They retrospectively reviewed 13 MRI examinations of six women and two men with ICI-induced inflammatory arthritis and an underlying cancer diagnosis, who were treated at the National Institutes of Health Clinical Center between 2016 and 2019.
Patients underwent MRI examinations of the hands, wrists, knees, or ankles to investigate a variety of musculoskeletal concerns that developed at a median of 10 weeks after initiating ICI treatment with pembrolizumab (n=2), nivolumab (n=2), bintrafusp alfa (n=2), avelumab (n=2), or nivolumab plus ipilimumab (n=1).
A clinical evaluation by a rheumatology consultant identified minimal to moderate synovitis or tenosynovitis “determined to be clinically secondary to inflammatory disease rather than degenerative disease” in all eight patients, report Gupta and co-researchers. Six patients were diagnosed with polyarticular symmetric arthritis predominantly involving the small joints, while two patients had oligoarticular arthritis involving a large joint.
Subsequent MRI scans of the hands and wrists revealed tenosynovitis in five patients, three of whom also had synovitis, while three patients had erosions, and one additionally had bone marrow edema, with the latter features indicative of “early damage,” note the researchers.
Both patients with large joint involvement showed the presence of effusions and synovial thickening on the MRI examinations, with one patient additionally displaying tenosynovitis in the ankle.
The majority of patients (n=6) discontinued ICI treatment due to musculoskeletal complications, disease progression, or immune-related adverse events.
Gupta et al say that three patients were treated “successfully” with nonsteroidal anti-inflammatory drugs or acetaminophen, supplemented with intra-articular corticosteroids in one case, while treatment with oral prednisone (alongside methotrexate in one case) led to the resolution of musculoskeletal symptoms in the remaining five patients.

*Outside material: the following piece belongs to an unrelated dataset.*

PR #6446, opened 2022-03-27
Improved city name generation

HaneulCheong:
- Improved city name generation
  - `generateNewCityName()`, previously `setNewCityName()`, attempts to return the first unused name in the given `nationCityNames` (every city name of the nation), taking `usedCityNames` (every city name in use including foreign cities) into consideration. If that fails, it then checks whether the nation `hasBorrowsCityNames` and, if true, returns a borrowed name. Else, it repeatedly attaches one of the given `prefixes` (currently "New", "Neo", "Nova", and "Altera") to the list of names up to ten times until an unused name is successfully generated. If all else fails, it returns `"The City without a Name"` as a fail safe.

Two of the patients with erosive disease detected on MRI were eligible for disease-modifying antirheumatic drugs, but one patient developed a serious infection before treatment initiation and the other “was very reluctant to use systemic therapy given the perception that it might interfere with her cancer treatment,” say Gupta and team in JAMA Network Open.
And they conclude: “This study supports the role of MRI as an important tool in the assessment of ICI-induced articular symptoms. A prospective study of MRI may be fruitful for understanding the pathophysiological processes and long-term clinical implications of this entity.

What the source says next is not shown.